Das bedeutet weiteren Stillstand der Politik. Bedeutende Gesetze, wie die Öffnung von Fernsehen und Radio für weitere Privatsender, liegen seit Monaten in den Schubladen, ohne dass der Präsident sie unterzeichnet hätte. Selbst ein wichtiger Zusatzhaushalt für 2013 wurde nicht verabschiedet. Bouteflika machte sich schon lange vor seinem Schlaganfall rar. Seit einer Operation 2005 – offiziell ein Magengeschwür, inoffiziell Magenkrebs – tritt Boute­flika kaum noch an die Öffentlichkeit. Mit Ausnahme der Gipfeltreffen der Arabischen Liga reiste er nicht mehr in Ausland.

Auf Hochtouren

Die Vorbereitungen für die Nachfolge Bouteflikas laufen hinter den Kulissen auf Hochtouren. Eine Amtsenthebung aus Gesundheitsgründen mit anschließenden Neuwahlen binnen 60 Tagen, wie sie die Verfassung vorsieht, wird es erst einmal nicht geben. Dazu wäre eine Zweidrittelmehrheit im Parlament nötig. Während Teile der Opposition – allen voran die Islamisten – einen solchen Prozess einfordern, brauchen die beiden Regierungsparteien, die Nationale Befreiungsfront (FLN), deren Ehrenvorsitzender Bouteflika ist, und deren Abspaltung, die Nationale Demokratische Versammlung (RND), die Zeit bis April.

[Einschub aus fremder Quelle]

PR #614, opened 2020-08-25
Removed scala 2.12 cross-build support.

tfenne:


build.sbt
```diff
@@ -83,8 +83,8 @@ lazy val commonSettings = Seq(
   organizationName     := "Fulcrum Genomics LLC",
   homepage             := Some(url("http://github.com/fulcrumgenomics/fgbio")),
   startYear            := Some(2015),
-  scalaVersion         := "2.13.0",
-  crossScalaVersions   :=  Seq("2.12.12", "2.13.3"),
+  scalaVersion         := "2.13.3",
+  crossScalaVersions   :=  Seq("2.13.3"),
```
jacarey, line 87:
```suggestion
  crossScalaVersions   :=  Seq(scalaVersion),
```
Should we just reference the scalaVersion to keep them in sync?

tfenne: Did this, but slightly differently, by defining a val above all the common settings and then using it in both places.

PR #622, opened 2020-08-28
Add an option to SplitBam to reduce memory usage if the input has many read groups

nh13:


src/main/scala/com/fulcrumgenomics/bam/SplitBam.scala
```diff
@@ -55,77 +55,101 @@ object SplitType extends FgBioEnum[SplitType] {
...
     }
+    progress.logLast()
 
-    writers.values.foreach(_.close())
-    unknownBamAndWriter.close()
     in.safelyClose()
 
-    counter.toSeq sortBy { _._1.name } foreach { case (info, count) =>
-      logger.info(s"Wrote $count records to ${info.bam.getFileName}")
+    writerInfoMap.values.toSeq.sortBy(_.name).distinct.foreach { info =>
```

Denn beide Parteien stecken in einer tiefen Krise. Weder die FLN noch die RND haben derzeit einen Generalsekretär. Beide Formationen sind durch innere Machtkämpfe tief gespalten. Eine Einigung auf jeweils einen Kandidaten oder gar auf einen gemeinsamen Anwärter auf das Präsidentenamt scheint schier unmöglich.

Zwei der Schwergewichte der algerischen Politik, die immer wieder als mögliche Präsidentschaftskandidaten gehandelt werden – der ehemalige FLN-Generalsekretär, Abdelaziz Belkhadem, und der langjährige RND-Chef und ehemalige Regierungschef, Ahmed Ouyahia –, haben somit ein ernsthaftes Problem. Und mit ihnen die Armee, die seit der algerischen Unabhängigkeit aus dem Hintergrund die Fäden zieht und die Kandidaten bestimmt. Sowohl Belkhadem als auch Ouyahia hätten einen guten "offiziellen" Kandidaten abgegeben.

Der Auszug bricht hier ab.